Compare to Datadog-Extension-emitted spans which have ingestion_reason: lambda and rich Lambda metadata (runtime-id, dd_extension_version, init_type, language, go_path). The two pipelines are cleanly distinguishable, so a filter that targets ingestion_reason: xray will never accidentally drop dd-trace-go spans.

Production impact (single team's measurement)
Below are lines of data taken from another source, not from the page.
PR #249, opened 2026-08-20
fix(ci): make the shellcheck hook and CI the same check

### LINKED ISSUE #248: shellcheck hook and CI disagree on severity — the stricter gate is the unenforceable one
The `.pre-commit-config.yaml` this skill hands out opens with "Every hook below ALSO runs in CI (via the reusable `validate.yml` workflow from netresearch/skill-repo-skill)". For shellcheck the two do not run the same check:

- **Hook**: `shellcheck-py` with no `args`, i.e. shellcheck's default severity — `style`, which includes `info` and `warning`.
- **CI** (`validate.yml`): `shellcheck -x -S error "$script"`.

A shell asset that CI passes therefore cannot be committed locally. Observed in `netresearch/typo3-testing-skill` on a three-line change to `skills/typo3-testing/assets/Build/Scripts/runTests.sh` ([#133](https://github.com/netresearch/typo3-testing-skill/pull/133)): the hook reported 105 findings, all pre-existing and byte-identical to `origin/main`, while `shellcheck -x -S error` on the same file exits 0. The commit only went through with `SKIP=shellcheck`.

Most of those findings are `SC2086` on deliberate word splitting (`${CONTAINER_COMMON_PARAMS}` expanding into several docker arguments). "Fixing" them by quoting would break the script, so the hook is asking for something that must not be done — which is how a bypass becomes routine, and the config itself warns against exactly that: "If you need this often, the hook is wrong — fix it; don't tolerate the bypass."

Two ways out, both cheap:

1. Give the hook CI's arguments, so parity is real: `args: [-x, -S, error]`.
2. Or raise CI to the hook's severity and annotate the intentional findings in the assets with `# shellcheck disable=SC2086` where splitting is meant.

(1) restores the stated invariant without touching any asset. (2) is more thorough and costs a pass over every shipped script. Either is better than the current state, where the stricter gate is the one that cannot be enforced.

Over a 15-day window on one SQS-triggered production Lambda:

  • 336 Datadog error spans with @error.type:"In-Progress X-Ray Segment"
  • 19 real Lambda errors per CloudWatch aws.lambda.errors
  • ~95% false-positive ratio in the APM error tracker

This corrupts error tracking dashboards, monitors, and on-call paging. Multiple engineers across the org have been burned chasing these as real Lambda timeouts (the canned "timeout/OOM" stack text is misleading — function actually completed cleanly in 1-2 s).

Requested fix

In rough order of preference:

A. Default-off Retention Filter / ingestion drop rule shipped with the Datadog AWS Lambda integration, matching:

service:aws.lambda.* @error.type:"In-Progress X-Ray Segment"

With clear documentation that customers can opt in.

B. Ingestion-time correlation drop: when ingesting an in_progress wrapper segment (origin: AWS::Lambda), check if the corresponding AWS::Lambda::Function child segment has closed normally. If yes, drop the wrapper from APM ingestion as a known-AWS-artefact.

C. Documentation in Datadog Lambda Troubleshooting explicitly addressing this error type and recommending the manual exclusion filter, with the rationale that it's an AWS-side artefact, not a real failure.

Happy to provide additional trace IDs, X-Ray segment JSON dumps, and CloudWatch correlation data if useful.